The list does not stop there, however. Examine the names of the 30 players on the preliminary roster for the regional championship and you'll find multiple young men the coach and his staff unearthed from all corners of the globe.

Of course, there's no way to know exactly how much of the credit Rongen deserves, but spend some time with the team and they will tell you they love playing for him. They enjoy the freedom his system provides, the creativity it inspires and the flexibility they have during games.

The Amsterdam native has done an impressive job locating and recruiting talent from around the globe during this cycle. That will only continue as his contacts deepen and players see the potential of the US group. The fact is that the USA will qualify for the vast majority of the World Cups on any level. (You could make a case 2011 is the last major tournament the US will ever miss.)

Rongen has not been perfect. The decision to start Greg Garza on the left flank backfired. He struggles as an in-game manager, waiting too long to make changes. (Although with Bobby Wood and Eder Arreola sidelined and Dillon Powers hobbled, he did not have too many options off the bench in Guatemala.)

His critics also point to the situation surrounding Neven Subotić — the defender who suited up with the US U-20s but chose to represent Serbia at a senior level —  as a massive black mark on his resume, but that was a situation headed for disaster from the beginning.

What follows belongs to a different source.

PR #117, opened 2016-04-11
Added dvr services call for setting and getting bookmark position

mitchcapper:
This PR adds two functions GetSavedBookmark and SetSavedBookmark they were done largely in the style of #12090. I thought about adding the ability to pull the full markup (in fact I am not sure the other GetRecordedCutList shouldn't do this and let the user sort the types out) but this still left how best to set a bookmark without adding a more complex markup setting function.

So no, Rongen is not infallible. Far from it. But his teams play an attractive, exciting brand of soccer — one that combines skill with athleticism. The team would have been dangerous in the World Cup.

Still, the US U-20s will miss the World Cup, and ultimately that's down to Rongen. He is responsible for the performance of his team, and they did not reach their goal of getting to Colombia. They fell to an inferior but inspired side in a one-off match. On any given Thursday, right?

But firing Rongen now would ignore too many of his achievements. It would set the program back. It's just bad business.

Rongen deserves many more Thursdays as coach of the U-20 team.